Wednesday, March 01, 2006

BLACK HOOKER

So I got myself a great black hooker the other night. Big tits, juicy pussy and oh so willing. And cheap, so fucking cheap! Too bad I came so soon.

Monday, February 27, 2006

EAT MY SHIT

I"m fucking pissdrunk right now so what better time then now to post some bullshit about some stuff you don't care about. Like what rekkids i've been grooving to lately:
The new Motorpsycho for example, I really like that first track which makes it sound like it's a good thing they kicked their drummer out, fast simple rocking without all kinds of difficult breaks just to keep it interesting for the drummer. The rest of the record is very hit or miss though, the second track sounds like a parody of themselves and the whole thing is just to fucking long, it could've been one great lp but now it's just a mediocre double lp.
Psychedelic Disaster Whirl on the other hand is a killer all the way. Mindblowing buttshakin' drugtakin' rock'n'fuckin'roll!
Also killer all the way is The Kinks - Kontroversy, tight as John Wayne's asshole and catchy as AIDS in Bareback Mountain!
Talking 'bout homos makes me want to break out the 'Lavender Jungle' double lp, a gay themed coctail rock'n'roll comp that makes you smile all day, even if you got a bad cold!
And more homorock of course is the Flowers For The Few lp, although I know all the songs from seeing 'em live or in rehearsal I still find myself playing it on a regular base, that makes it a great record I guess if it wasn't for that one tiny detail...
Okay, that's about it, now I'm gonna drink some more!

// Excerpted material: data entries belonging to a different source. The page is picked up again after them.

PR #1559, opened 2018-07-11
Revert Pathogen–Host organism pickers

### LINKED ISSUE #1555: Don't show both Pathogen and Host gene pickers in Genotype Management
Now that we've decided to have separate views for Host genotype creation, Pathogen genotype creation, and Meta-genotype creation, we should probably revert the changes that added a second organism and gene picker to the meta-genotype page.

I think the relevant commits are in #1403, but I'm not whether reverting them is the best option; maybe we should just make the changes in new commits.

jseager7:
(Fixes #1555)

This request isn't ready to merge yet, but I'm putting it here to get feedback on the changes.

Since we decided to split the creation of genotypes and the creation of meta-genotypes, some of the changes we made to the Genotype Management page are redundant &ndash; namely the use of two organism pickers.

The key changes are:

* Replaced all of the filtered lists in the `GenotypeGenesPanelCtrl` data with a generic list called `organisms`.
* Updated the controller templates to match the new variable names.
* Added logic in the `GenotypeGenesPanelCtrl` to filter out host organisms with no genes.

The following still needs to be done:

* Move organism filtering logic (e.g. by Pathogen or Host) to `GenotypeManageCtrl`.
* Add some variable or toggle to control whether Pathogens or Hosts are displayed, so that we can have individual links for Pathogen Genotype Management and Host Genotype Management.

Note that the `removeNoGeneHosts()` function that I've added to `GenotypeGenesPanelCtrl` is private to that controller at the moment (it's not bound to `$scope`), but it might be better to extract it as a utility function if we need to filter out host organisms with no genes elsewhere

### DIFF
--- a/root/static/js/canto-modules.js
+++ b/root/static/js/canto-modules.js
@@ -3650,36 +3650,12 @@ var GenotypeGenesPanelCtrl =
         $scope.app_static_path = CantoGlobals.app_static_path;
 
         $scope.data = {
-          allOrganisms: null,
-          hostOrganisms: [],
-          pathogenOrganisms: [],
-          unknownOrganisms: [], // not host and not pathogen
+          organisms: null,
         };
 
         $scope.getOrganismsFromServer = function() {
           Curs.list('organism').success(function(results) {
-            $scope.data.allOrganisms = results;
-
-            $scope.data.hostOrganisms = [];
-            $scope.data.pathogenOrganisms = [];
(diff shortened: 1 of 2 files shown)


kimrutherford:
Thanks!

I've had a look the and changes make sense.  It all worked when I tested locally too.

So I'm going to merge the changes in the metagenotype-dev branch.  We can fix any problems after that.

Issue #1558, opened 2018-07-11
Make an organism selection directive


kimrutherford:
I thought this was in a directive, but it isn't.  We should extract it so it can be reused:

```html
 <select name="select-organism" ng-model="data.selectedOrganism"
          ng-options="o as o.full_name for o in organisms">
    <option value="">Select an organism ...</option>
 </select>
```
(from genotype_gene_list.html)

jseager7:
The plan is to extract the picker into a directive, allow the picker to fetch its own list of organisms, filter the list (by host or pathogen, etc) based on some criteria, and to allow containing directives to bind to the picker, primarily so they can read the `selectedOrganism` value and react accordingly.

kimrutherford:
I've just pushed some fixes.  The genotype manage page is now a directive.

Probably best to git pull before you do to much.

jseager7:
Thanks for letting me know. I'm up to date now.

jseager7:
Closing this now, since it's been implemented by #1563 and I've tested that it can integrate with the meta-genotype page. Factoring this out has probably caused other bugs with the genotype page that we'll need to fix, though.

PR #1563, opened 2018-07-18
Factor out the organism selector into a directive

jseager7:
(Implements #1558)

This PR extracts the organism selector from `genotype_gene_list.html` into its own directive `organismSelector` (with controller `organismSelectorCtrl` and template `organism_selector.html`).

The new organism selector is responsible for getting its own list of organisms, and it sends the selected organism back to its parent controller using the callback `organismSelected(organism)`. The selector seems to work on the Genotype Management page, but hasn't been tested on the Meta-genotype Management page yet. It should work as expected as long as the controller for the containing directive implements the `organismSelected` method.

Note that this new selector behaves somewhat differently to the old one: the drop-down isn't hidden when an organism is selected, except when there is only one organism in the list. @kimrutherford I'm not sure if you'll be happy with this, but it was the only way I could handle the display of the 'default' organism name in the case where there was only one organism.

@kimrutherford Also, there are conflicting changes in the **pombase/add-organism-selector** branch, which is why I've chosen to merge into **pombase/metagenotype-dev**.

### DIFF
--- a/root/static/js/canto-modules.js
+++ b/root/static/js/canto-modules.js
@@ -3526,6 +3526,7 @@ var organismSelector = function ($http, Curs, toaster, CantoGlobals, CantoConfig
   return {
     scope: {
       selectedOrganism: '=',
+      organismSelected: '&',
       genotypeType: '<'
     },
     restrict: 'E',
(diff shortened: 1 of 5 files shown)


jseager7:
Also, let me know if you want me to tidy up the commits. Some of them would be better off squashed together.

PR #1602, opened 2018-08-22
Filter Genotype Management genotype list by selected organism

jseager7:
The genotype list on the Genotype Management page now only shows the genotypes for the organism that is currently selected (using the `organismSelector` directive).

The main changes were to re-index the genotype model by the taxon ID of the organisms, such that the shape of the data now looks like this:

```
genotypeMap = {
  taxonid: {
    singleAlleleGenotypes: [...]
    multiAlleleGenotypes: [...]
  }
  ...
}
```

Other changes include:

* Passing only the single-allele genotypes into `GenotypeGeneList`

* Adding bindings to pass the selected organism back up to the page controller (so that it can filter the genotypes passed down to the genotype list).

* Storing the result of the test of whether to show the message 'No genotypes in this session. Try adding one.' into a scope variable `showNoGenotypeNotice`, since checking `genotypeMap` is now more complex, and probably doesn't need to checked constantly.

@kimrutherford Some of these changes go beyond what you asked for, so feel free to (ask me to) revert them if you think they're excessive or unnecessary. One thing in particular is that I've kept `scope.data` variables around for `singleAlleleGenotypes` and `multiAlleleGenotypes` in `genotypeManageCtrl`, because I thought it would be a bit verbose to reference their index in the `genotypeMap` directly in the template, for example:

```
data.genotypeMap[data.selectedOrganism.taxonid].singleAlleleGenotypes
```
I think I've made it so the other variables just store references to these indexes, so I'm hoping it won't cause a performance impact, but I'm not sure how it works in practice.

### DIFF
--- a/root/static/js/canto-modules.js
+++ b/root/static/js/canto-modules.js
@@ -4002,10 +4002,20 @@ var genotypeManageCtrl =
 
     var setGenotypes = function (genotypes) {
       $scope.data.genotypeMap = mapGenotypes(genotypes);
-      var selectedOrganismId = $scope.data.selectedOrganism.taxonid;
-      var currentGenotypes = $scope.data.genotypeMap[selectedOrganismId];
-      $scope.data.singleAlleleGenotypes = currentGenotypes['singleAlleleGenotypes'];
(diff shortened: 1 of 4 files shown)


kimrutherford:
Works for me!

Saturday, February 18, 2006

SMELLY BAD

Friends in bad bands can kiss my ass. I wasted my time last night by watching some incredible bullshitband just 'cause a friend of mine plays with them. He's a nice guy but his band SUCKS! But their opening band was even worse. The drummer was obsessed by this small cymbal he kept hitting. It got on my nerves. The bassplayer was this farmerchick who would be just fine sucking dick in some Dennis Black Magic flick but playing bass and singing, I'm sorry baby, not for you. The singer should be shot. Horrible crap. I'm not gonna dis my friends band too hard but sometimes you can tell by a band's gear they're gonna suck. A Peavey amp? An Ibanez bass? Digital effects? YOU SUCK and I don't even have to hear it.